Consider a scenario, where you need to cough up a considerable amount for an unexpected medical emergency. Without a contingency fund, you will be forced to take on debt—at high-interest rates, in some cases—to meet these unanticipated expenses. This could, then, seriously throw your financial plan in jeopardy while saddling you with humongous interest and principal payments to be paid off over several years. 

Reduces Stress

Sudden cash outflows due to an emergency can result in a huge mental and emotional toll, in addition to throwing your budget haywire.
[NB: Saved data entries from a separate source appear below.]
PR #491, opened 2019-06-13
Refactoring of Query#initialize_flavor

pellaea:
At least a step in a better direction.  Mostly amounts to improving the names and transparency of the many various old obscure initialize_model_do_xxx methods.

Also, fixed image_with_observations_xxx, location_with_observations_xxx and name_with_observations_xxx to accept all the standard filter parameters defined in observation_base.  This allows any customized observation searches to be coerced successfully into image, location and name queries (the "Show Images", "Show Locations" and "Show Names" links on the observation index results page).

Lastly, I tweaked Query#coercable? so that it actually performs the coercion instead of guessing.  If it catches any exceptions, it assumes the query is not coercable. There is presumably some loss of performance, but it's not called frequently, so I believe it is safe.  And it will be much more robust.


pellaea:
Current state: passes all tests, but haven't checked rubocop.  Also, need to write many new tests for the new parameters to the xxx_with_observations_xxx queries.

JoeCohen:
Wow! That's a ton of stuff.
How can I help?

pellaea:
Can you check if this is going to conflict badly with what you've already
written?

I'm in the middle of fixing all the ABC and method length offenses now.
Later will add tests for new parameters.

I think that's all I need to do for my part(?)  If so, then you can start
incorporating it immediately.  When I'm done with my part just merge any
changes I've made into yours.

If there are more changes to Query required I can make those, just to help
avoid conflicts.

pellaea:
Hey Joe, finished with rubocop fixes.  Surprisingly, only two methods where
I had to turn off a cop.  All tests passing again.

I say it's all yours: merge it and run with it.  I'll write tests later.
Really not feeling the joy for writing tests just now.

(I pushed my changes out to my repo, I think they'll be incorporated in the
PR automatically.  Just make sure, if you wouldn't mind, that
app/classes/queries/modules/google_search.rb exists.  If not, then that's
not my latest...)

pellaea:
Oh good, it's all here.  Github often doesn't work for me, just assumed I wouldn't be able to check myself...

JoeCohen:
I will get to work on this shortly. (jJust got home from dentist.)
I can't imagine that this will have any effect on my work (other than getting some now-failing tests to pass). All I'm doing is:
For Observation and Name pattern searches,
If there's a Pattern which lacks a variable, then pattern = synonym_of:"_variable_" (and save the new pattern to the session).

pellaea:
Okay, thanks, Joe.  I'll get back to this tonight hopefully.

JoeCohen:
No conflicts between this branch and what I've done.
- I will need to fix one test in my branch
- Probably for a separate story: It would be nice if some of the page titles of pattern searches were more expressive.  E.g., If I do a pattern search for synonym_of:"Boletus edulis", the page title of the results is: 
> Observation Index.

That's the way it's always been. But It would be nice if were instead something like:
>Observations of Synonyms of Boletus edulis Bull.

That's what you get by going to https://mushroomobserver.org/name/show_name/344, then clicking "Other Taxa, this name proposed"

pellaea:
Oooh, that would be fun.  Turning a random set of parameters into something
sort of Englishy for the title. :)

I've also thought for a while it would be neat to turn all the various
indexes in MO into pattern searches.  That is, if you click on "Your
Observations", for example, it would change the search bar to "user:252".
If you clicked on observations for a given name, it would change the search
bar to "synonyms_of:Blah" or whatever is appropriate.  And so on.  It would
probably really help people learn how to use the more powerful aspects of
the search bar.

JoeCohen:
And the url would be re-usable.

JoeCohen:
What kind of tests did you have in mind? E.g.:
- Merely whether it's redirected to the right page, sort of like
```ruby
    params = { search: { pattern: 'synonym_of:"56"', type: :name } }
    get_with_dump(:pattern_search, params)
    assert_redirected_to(controller: :name, action: :name_search,
                         pattern: 'synonym_of:"56"')
```
- The search finds the correct objects?
- Something else?

Maybe I can help.

pellaea:
I wanted to add tests for all the new parameters for
images/locations/names_with_observations_xxx queries.  I started last
night, but got side-tracked when I discovered my backup drive appears to no
longer mount.  But no error messages, so I wasn't able to learn anything
googling it.  Just says it can't find an ext4 filesystem on it any more.
Eek!  That is sort of critical, so it took precedence.  Bad news is there
is no longer any way to create a full backup from scratch, since half the
original images are in object store, and I don't want MO to pay for the
bandwidth to download them all.  Oh well.  It was always extremely
difficult for me to keep up, anyway, because my personal bandwidth is so
poor.  Probably better if it is more clear that I do *not* have a backup
any more.  That was more or less the case anyway before, but it would come
as a surprise if we ever actually needed it, now it's official, and we know
not to trust it.

-Jason

JoeCohen:
This PR has been combined into PR #494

Topping it off with a high-interest loan to cover contingency expenses can further add salt to the injury. With a contingency fund, you can rest assured of paying up any unforeseen expenses. 

Better Decision Making

The best practice is to maintain an emergency account distinct from your normal banking account. Once you have clearly earmarked your funds for meeting living expenses, savings, and contingencies, it becomes easier to decide whether to splurge on those occasional moments. 

Meet Financial Goals

A contingency fund enables you to pay for unplanned costs without compromising your ability to meet your living expenses. Thus, you can continue with your long-term investment plans, staying on track to meeting your wealth creation goals. You can also plan on how to rebuild your emergency fund, as and when it is used up to meet unsought expenses.

Difference between Consolidated Fund, Contingency Fund, And Public Accounts of India

Aspect Consolidated Fund Contingency Fund Public Accounts
Objective Funds primarily for all government expenses and revenues For emergency or unforeseen expenses Temporary accounts for funds held in trusts or as deposits
Fund Sources Tax revenue, loans, and other receipts Corpus established by the Parliament Money received by the government in trust or temporarily
Authority of Withdrawal Only through the approval of the Parliament Can be withdrawn by the President without parliamentary approval Subject to corresponding rules and regulations
Fund Management Managed by the government for routine expenses Managed by the RBI (Reserve Bank of India) Managed by the government as the custodian
Examples Salary, Defence expenditure Natural disasters, War Provident funds, small savings etc.

Bottom Line

A contingency fund can help you to easily navigate tough times without hampering your financial goals, thereby guarding you against any undue mental stress. Hence, your aim should be to create an emergency fund as soon as you start receiving income. You should also revisit your calculations for living expenses from time to time so that they are in sync with your lifestyle. You can further build up your emergency account as per your updated requirements.